• _Required action_:
Which lines below contain "category"? Copy every one of them.
+++++
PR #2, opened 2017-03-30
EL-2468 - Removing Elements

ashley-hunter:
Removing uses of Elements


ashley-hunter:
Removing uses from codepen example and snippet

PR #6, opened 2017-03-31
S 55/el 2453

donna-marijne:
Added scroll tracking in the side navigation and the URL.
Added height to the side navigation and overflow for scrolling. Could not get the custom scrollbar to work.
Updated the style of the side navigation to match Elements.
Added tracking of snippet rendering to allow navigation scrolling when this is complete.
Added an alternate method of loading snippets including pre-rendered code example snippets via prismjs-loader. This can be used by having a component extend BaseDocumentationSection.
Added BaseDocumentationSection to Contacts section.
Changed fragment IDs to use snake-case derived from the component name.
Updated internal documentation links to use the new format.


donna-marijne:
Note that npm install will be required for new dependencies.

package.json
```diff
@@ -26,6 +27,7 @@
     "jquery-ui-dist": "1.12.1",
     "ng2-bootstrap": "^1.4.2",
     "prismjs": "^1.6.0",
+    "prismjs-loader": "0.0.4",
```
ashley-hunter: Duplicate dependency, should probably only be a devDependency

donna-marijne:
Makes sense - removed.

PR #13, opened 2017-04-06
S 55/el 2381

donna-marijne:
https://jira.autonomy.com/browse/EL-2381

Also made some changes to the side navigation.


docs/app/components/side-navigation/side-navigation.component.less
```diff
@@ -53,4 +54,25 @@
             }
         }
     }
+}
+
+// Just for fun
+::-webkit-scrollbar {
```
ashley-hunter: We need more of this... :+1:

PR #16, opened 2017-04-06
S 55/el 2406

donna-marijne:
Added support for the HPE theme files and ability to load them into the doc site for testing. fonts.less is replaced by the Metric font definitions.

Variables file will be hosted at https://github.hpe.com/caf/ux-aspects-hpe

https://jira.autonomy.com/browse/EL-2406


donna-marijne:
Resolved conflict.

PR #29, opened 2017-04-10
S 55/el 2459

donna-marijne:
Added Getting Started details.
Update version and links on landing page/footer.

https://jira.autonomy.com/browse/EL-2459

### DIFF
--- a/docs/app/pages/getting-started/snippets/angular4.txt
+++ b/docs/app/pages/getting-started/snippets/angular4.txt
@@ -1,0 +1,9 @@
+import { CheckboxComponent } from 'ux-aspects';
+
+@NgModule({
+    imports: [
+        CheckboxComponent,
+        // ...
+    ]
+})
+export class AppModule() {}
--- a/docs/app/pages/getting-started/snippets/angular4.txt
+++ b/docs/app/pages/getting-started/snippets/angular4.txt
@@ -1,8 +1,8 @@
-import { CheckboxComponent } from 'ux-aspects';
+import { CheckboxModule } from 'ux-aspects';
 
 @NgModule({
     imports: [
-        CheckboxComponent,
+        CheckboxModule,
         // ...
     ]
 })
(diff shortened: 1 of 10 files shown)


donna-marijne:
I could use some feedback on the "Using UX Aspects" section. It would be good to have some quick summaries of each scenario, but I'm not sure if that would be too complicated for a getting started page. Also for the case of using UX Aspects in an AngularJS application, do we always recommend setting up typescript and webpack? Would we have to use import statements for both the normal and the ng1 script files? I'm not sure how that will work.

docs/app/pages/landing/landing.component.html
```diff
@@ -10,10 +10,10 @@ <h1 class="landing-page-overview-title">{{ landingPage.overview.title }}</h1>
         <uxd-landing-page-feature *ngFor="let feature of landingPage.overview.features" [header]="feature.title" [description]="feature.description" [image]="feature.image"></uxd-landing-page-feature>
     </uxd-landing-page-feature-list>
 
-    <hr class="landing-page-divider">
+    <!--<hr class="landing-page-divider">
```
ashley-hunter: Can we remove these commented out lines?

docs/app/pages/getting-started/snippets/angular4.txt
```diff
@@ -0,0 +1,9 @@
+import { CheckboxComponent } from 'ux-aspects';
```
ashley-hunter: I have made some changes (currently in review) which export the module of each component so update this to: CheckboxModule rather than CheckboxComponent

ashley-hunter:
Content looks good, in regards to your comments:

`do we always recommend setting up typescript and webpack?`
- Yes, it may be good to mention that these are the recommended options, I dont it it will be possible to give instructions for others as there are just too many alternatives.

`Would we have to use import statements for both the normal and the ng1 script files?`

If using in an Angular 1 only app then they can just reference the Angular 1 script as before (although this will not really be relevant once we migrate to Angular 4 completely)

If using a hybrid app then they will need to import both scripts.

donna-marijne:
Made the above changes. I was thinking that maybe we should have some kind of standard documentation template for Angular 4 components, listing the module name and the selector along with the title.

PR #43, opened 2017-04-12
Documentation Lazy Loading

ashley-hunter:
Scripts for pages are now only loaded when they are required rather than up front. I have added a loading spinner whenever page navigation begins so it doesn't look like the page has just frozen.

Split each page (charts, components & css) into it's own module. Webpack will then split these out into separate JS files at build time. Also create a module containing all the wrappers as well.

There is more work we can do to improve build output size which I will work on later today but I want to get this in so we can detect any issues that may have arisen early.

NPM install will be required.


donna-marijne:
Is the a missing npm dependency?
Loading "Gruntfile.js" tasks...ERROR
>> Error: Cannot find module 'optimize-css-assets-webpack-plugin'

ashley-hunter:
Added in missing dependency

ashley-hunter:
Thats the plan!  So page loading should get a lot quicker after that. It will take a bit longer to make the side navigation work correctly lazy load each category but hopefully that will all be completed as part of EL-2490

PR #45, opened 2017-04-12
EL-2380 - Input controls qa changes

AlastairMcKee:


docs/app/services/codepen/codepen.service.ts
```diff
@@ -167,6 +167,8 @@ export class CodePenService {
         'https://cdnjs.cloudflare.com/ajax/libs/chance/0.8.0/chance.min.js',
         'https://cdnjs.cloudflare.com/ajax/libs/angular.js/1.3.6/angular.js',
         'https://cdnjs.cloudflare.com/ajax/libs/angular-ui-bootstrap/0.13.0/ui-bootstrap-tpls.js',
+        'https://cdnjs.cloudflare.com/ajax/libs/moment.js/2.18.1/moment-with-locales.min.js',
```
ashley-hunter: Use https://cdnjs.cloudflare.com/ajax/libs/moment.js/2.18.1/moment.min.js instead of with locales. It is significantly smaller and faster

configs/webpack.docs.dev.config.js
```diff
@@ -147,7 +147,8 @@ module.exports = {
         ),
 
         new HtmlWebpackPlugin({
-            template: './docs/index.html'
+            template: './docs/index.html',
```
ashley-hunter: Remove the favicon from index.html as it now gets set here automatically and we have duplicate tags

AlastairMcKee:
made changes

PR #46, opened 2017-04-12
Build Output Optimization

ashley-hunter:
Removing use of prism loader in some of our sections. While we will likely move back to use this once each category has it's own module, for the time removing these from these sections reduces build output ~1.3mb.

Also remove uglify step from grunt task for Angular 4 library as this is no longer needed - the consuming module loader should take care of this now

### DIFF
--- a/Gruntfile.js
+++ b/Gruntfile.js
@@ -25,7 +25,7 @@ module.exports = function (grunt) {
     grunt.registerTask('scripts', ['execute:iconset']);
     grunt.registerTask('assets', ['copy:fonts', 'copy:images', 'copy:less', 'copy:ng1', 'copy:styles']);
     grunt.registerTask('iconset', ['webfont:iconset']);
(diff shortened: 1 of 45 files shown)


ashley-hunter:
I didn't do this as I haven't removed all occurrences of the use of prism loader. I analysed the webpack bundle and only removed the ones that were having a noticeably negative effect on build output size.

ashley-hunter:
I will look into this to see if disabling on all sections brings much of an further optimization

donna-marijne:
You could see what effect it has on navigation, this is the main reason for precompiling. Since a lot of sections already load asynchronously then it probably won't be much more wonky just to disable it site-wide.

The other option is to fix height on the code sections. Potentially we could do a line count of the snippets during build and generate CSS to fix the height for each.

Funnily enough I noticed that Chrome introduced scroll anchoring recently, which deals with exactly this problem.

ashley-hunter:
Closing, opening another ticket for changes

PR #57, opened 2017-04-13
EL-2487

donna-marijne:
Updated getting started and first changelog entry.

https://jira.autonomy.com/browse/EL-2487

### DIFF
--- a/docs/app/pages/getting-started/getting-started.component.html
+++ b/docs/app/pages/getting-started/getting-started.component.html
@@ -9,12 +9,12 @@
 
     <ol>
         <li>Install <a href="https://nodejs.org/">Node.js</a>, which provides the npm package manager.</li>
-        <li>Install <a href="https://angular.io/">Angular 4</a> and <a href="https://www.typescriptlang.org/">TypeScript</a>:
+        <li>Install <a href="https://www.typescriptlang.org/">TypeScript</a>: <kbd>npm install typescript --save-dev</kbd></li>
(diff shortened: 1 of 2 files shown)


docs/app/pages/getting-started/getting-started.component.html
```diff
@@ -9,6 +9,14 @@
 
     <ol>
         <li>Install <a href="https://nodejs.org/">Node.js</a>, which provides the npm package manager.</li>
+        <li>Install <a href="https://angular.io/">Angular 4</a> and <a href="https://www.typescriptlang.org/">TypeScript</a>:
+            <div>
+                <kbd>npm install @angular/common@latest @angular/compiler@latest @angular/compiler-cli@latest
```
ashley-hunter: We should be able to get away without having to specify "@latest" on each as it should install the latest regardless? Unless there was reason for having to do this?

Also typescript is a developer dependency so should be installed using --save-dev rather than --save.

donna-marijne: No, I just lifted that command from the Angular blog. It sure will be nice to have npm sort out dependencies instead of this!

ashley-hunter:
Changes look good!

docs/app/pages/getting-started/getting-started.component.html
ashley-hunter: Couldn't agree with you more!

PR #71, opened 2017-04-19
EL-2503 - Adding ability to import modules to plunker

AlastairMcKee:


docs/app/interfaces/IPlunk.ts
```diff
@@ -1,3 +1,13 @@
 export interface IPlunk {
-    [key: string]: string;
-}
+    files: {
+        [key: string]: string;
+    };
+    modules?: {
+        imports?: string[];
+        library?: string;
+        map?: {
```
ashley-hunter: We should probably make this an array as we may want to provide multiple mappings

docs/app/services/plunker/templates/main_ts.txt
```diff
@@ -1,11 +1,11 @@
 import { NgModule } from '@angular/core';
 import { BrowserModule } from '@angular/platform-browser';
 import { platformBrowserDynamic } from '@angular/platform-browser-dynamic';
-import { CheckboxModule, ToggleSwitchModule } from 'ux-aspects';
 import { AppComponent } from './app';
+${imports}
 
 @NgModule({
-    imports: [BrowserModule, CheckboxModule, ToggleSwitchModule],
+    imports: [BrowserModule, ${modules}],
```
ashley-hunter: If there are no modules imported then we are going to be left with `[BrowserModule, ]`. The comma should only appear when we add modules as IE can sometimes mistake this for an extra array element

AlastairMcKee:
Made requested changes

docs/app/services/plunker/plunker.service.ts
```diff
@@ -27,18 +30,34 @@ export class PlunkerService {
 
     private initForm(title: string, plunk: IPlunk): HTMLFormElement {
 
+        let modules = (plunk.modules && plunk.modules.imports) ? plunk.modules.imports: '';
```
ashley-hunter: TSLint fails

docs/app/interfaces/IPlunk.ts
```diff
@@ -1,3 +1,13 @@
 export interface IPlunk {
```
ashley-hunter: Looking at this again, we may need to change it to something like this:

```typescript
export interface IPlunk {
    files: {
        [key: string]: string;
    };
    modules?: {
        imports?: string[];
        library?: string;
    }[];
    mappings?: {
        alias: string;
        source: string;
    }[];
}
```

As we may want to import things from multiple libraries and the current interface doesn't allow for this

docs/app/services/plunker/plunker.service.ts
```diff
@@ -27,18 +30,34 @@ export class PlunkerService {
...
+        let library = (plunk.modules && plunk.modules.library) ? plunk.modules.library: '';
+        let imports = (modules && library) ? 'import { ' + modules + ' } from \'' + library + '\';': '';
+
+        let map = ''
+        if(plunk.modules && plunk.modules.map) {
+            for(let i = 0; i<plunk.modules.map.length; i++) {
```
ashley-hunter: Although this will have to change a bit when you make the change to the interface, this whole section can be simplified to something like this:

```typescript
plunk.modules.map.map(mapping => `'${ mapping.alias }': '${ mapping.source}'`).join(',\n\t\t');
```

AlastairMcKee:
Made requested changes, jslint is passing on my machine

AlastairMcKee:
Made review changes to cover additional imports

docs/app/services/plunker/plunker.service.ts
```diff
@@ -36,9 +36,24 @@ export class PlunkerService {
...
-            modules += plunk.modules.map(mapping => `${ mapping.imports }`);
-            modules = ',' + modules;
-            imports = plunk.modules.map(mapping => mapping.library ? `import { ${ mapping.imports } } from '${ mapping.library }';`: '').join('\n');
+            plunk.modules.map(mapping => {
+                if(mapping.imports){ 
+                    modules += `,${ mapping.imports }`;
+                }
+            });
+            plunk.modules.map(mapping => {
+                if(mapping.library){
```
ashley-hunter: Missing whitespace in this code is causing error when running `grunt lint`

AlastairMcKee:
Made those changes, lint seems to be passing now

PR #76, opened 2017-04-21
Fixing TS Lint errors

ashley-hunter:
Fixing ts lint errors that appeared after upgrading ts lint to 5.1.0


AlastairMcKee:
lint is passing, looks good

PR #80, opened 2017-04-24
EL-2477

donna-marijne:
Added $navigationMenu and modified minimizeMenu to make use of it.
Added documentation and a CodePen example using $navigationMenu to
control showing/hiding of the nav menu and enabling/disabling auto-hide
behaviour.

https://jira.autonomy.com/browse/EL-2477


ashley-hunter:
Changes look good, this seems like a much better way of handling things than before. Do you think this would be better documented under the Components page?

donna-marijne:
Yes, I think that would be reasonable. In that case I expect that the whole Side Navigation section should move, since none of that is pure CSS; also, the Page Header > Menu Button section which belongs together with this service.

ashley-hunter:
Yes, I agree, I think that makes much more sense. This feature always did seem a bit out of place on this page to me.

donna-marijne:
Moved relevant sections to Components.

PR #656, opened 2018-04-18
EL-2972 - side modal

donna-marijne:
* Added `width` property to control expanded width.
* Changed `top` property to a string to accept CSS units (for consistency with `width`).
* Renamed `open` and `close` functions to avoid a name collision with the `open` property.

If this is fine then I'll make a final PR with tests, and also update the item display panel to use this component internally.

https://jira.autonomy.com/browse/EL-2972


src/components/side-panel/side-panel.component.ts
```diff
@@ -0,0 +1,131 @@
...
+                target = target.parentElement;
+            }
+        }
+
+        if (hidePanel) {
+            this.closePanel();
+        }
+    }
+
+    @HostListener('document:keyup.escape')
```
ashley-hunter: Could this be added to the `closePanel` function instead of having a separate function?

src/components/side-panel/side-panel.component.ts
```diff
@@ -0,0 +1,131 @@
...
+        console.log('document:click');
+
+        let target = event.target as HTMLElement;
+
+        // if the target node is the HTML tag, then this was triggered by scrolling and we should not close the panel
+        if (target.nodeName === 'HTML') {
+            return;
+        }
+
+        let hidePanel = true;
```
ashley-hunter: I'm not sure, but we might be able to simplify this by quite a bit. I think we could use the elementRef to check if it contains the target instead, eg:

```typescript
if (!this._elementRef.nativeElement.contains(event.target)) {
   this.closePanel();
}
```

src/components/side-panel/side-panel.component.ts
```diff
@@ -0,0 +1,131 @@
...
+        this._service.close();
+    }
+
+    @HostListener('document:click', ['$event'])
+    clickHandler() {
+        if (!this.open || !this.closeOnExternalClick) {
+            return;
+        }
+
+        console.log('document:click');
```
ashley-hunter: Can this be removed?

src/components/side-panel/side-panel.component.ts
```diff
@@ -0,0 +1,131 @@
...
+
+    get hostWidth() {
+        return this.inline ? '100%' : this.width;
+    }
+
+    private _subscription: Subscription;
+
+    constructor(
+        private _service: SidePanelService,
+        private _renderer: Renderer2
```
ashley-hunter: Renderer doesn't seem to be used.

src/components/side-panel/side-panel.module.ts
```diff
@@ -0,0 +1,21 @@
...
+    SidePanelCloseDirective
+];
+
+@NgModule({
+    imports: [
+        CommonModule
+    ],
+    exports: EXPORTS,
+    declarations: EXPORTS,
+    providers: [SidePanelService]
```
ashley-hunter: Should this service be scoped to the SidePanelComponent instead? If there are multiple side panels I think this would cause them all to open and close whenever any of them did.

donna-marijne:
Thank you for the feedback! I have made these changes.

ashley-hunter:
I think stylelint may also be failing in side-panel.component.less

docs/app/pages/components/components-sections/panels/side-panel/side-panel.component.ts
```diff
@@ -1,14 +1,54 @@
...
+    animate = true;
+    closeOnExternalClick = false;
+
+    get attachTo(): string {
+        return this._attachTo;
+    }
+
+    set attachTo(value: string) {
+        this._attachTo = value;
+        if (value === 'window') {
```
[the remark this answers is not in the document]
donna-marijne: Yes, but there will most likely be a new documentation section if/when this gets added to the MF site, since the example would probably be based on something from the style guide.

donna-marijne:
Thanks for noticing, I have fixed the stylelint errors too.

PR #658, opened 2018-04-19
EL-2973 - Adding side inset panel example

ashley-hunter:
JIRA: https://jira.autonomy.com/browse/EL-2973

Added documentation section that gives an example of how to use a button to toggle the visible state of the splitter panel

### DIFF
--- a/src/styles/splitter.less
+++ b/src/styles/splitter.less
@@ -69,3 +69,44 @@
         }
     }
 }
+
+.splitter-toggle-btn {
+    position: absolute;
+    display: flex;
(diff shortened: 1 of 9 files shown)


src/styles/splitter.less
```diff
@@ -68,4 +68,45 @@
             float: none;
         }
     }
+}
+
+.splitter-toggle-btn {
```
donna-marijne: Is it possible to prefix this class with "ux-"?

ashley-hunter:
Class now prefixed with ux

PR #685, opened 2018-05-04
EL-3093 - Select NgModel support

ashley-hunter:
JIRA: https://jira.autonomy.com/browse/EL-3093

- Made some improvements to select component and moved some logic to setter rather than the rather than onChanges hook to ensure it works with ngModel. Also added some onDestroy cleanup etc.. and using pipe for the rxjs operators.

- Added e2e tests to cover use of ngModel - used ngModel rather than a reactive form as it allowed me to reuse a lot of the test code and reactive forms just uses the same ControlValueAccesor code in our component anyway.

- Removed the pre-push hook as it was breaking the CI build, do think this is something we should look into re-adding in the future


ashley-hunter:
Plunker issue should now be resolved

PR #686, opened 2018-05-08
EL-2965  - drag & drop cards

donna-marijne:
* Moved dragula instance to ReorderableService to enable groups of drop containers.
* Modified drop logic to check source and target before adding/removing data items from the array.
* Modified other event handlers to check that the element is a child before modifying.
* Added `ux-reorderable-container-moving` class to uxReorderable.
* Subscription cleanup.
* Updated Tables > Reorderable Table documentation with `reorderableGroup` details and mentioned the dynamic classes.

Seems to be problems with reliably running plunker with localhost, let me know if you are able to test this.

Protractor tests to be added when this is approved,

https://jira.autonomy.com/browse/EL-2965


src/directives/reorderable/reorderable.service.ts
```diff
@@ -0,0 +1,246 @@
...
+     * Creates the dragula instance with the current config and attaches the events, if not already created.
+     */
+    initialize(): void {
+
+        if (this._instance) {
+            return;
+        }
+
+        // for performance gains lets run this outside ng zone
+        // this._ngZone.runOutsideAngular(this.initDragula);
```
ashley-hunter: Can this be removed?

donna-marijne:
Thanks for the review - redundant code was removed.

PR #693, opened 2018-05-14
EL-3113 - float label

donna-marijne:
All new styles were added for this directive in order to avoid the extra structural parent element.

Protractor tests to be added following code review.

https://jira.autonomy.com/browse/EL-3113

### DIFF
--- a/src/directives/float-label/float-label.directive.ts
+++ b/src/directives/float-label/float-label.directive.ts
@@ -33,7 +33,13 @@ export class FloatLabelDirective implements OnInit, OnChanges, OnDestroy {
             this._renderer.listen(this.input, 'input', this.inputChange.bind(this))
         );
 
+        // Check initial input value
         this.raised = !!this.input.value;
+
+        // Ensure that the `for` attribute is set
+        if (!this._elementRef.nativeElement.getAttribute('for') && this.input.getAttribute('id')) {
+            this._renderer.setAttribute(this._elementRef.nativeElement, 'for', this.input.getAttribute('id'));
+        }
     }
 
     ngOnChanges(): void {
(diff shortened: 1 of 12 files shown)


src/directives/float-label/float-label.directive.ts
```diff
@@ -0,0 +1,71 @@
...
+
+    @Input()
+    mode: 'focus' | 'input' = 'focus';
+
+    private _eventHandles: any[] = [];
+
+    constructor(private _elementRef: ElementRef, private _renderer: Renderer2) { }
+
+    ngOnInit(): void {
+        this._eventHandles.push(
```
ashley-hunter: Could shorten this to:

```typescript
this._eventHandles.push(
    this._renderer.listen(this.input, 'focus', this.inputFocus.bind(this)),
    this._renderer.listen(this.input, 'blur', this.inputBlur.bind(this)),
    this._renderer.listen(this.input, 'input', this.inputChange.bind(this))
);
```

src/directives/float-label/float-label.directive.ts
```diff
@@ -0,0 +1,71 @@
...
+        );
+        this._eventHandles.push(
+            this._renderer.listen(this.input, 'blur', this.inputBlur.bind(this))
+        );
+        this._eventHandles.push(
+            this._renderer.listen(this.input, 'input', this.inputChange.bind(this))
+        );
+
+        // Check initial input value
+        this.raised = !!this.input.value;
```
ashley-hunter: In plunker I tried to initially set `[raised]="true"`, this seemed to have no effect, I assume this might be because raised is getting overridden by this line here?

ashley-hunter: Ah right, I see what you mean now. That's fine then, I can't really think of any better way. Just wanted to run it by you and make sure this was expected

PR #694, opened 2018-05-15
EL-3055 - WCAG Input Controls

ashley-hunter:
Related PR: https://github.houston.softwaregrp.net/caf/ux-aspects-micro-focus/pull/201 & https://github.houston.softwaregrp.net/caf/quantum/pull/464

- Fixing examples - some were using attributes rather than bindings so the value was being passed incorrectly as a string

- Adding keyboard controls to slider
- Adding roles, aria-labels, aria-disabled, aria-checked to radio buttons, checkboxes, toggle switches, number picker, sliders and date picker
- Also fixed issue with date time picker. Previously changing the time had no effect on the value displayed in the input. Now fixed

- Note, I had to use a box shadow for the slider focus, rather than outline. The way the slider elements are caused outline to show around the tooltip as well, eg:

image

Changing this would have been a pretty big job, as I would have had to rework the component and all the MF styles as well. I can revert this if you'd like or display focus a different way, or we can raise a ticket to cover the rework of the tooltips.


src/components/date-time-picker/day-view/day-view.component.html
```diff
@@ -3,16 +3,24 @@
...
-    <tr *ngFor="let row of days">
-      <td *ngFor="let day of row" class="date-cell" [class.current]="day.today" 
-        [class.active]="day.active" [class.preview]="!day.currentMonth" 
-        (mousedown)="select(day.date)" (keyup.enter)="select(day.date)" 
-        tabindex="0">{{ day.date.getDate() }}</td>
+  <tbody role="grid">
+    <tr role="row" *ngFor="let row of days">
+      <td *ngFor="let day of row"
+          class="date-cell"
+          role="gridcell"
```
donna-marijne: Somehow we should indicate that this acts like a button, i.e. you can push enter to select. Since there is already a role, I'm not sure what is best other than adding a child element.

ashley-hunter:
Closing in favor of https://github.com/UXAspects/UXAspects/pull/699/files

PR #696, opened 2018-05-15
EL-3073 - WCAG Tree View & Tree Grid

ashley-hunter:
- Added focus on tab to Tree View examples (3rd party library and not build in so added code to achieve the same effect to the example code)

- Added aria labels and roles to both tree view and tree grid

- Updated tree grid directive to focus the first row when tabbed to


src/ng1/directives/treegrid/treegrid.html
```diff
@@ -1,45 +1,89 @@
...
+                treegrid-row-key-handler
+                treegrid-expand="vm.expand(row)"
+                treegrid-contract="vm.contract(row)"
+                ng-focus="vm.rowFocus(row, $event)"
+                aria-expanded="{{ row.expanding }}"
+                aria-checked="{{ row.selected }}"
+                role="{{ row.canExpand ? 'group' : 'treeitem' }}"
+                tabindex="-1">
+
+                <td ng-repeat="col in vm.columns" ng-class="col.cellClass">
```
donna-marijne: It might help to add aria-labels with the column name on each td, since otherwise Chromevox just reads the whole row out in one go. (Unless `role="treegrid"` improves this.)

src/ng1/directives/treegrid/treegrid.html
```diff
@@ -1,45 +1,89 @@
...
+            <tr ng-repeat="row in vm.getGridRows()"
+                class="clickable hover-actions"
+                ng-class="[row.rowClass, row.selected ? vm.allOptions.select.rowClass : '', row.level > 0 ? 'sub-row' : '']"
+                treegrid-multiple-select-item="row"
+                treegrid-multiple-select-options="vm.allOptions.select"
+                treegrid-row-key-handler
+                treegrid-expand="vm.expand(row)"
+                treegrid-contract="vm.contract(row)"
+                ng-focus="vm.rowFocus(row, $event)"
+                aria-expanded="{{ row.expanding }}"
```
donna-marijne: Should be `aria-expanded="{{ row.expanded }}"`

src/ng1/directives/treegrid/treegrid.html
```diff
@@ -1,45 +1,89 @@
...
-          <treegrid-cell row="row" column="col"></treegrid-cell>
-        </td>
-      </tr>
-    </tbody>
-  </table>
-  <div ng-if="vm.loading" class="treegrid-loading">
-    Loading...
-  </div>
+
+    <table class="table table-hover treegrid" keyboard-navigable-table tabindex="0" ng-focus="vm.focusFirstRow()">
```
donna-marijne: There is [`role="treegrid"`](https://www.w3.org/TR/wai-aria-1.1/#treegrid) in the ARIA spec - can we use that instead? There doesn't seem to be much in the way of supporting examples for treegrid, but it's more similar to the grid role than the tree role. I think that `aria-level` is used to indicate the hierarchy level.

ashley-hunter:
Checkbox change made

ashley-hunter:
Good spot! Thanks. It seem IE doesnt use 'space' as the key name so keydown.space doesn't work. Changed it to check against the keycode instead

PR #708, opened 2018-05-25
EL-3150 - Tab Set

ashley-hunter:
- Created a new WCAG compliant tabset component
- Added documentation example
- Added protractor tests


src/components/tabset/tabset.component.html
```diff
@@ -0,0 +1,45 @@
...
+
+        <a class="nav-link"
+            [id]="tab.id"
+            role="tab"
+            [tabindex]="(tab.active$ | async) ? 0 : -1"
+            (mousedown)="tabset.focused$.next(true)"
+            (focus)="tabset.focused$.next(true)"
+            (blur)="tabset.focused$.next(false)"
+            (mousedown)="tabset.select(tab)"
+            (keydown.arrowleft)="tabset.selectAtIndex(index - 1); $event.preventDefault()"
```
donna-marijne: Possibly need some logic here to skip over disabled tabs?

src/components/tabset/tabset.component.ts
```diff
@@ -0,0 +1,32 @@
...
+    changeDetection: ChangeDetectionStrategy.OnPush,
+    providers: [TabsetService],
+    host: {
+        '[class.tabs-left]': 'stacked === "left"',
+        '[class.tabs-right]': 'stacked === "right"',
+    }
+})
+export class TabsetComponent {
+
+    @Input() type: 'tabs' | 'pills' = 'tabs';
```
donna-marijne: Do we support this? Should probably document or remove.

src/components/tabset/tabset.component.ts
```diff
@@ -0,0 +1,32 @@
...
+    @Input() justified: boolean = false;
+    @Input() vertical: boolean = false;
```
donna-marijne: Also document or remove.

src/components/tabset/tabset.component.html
+++++
• _Exercise result_:
Thats the plan!  So page loading should get a lot quicker after that. It will take a bit longer to make the side navigation work correctly lazy load each category but hopefully that will all be completed as part of EL-2490
Removing use of prism loader in some of our sections. While we will likely move back to use this once each category has it's own module, for the time removing these from these sections reduces build output ~1.3mb.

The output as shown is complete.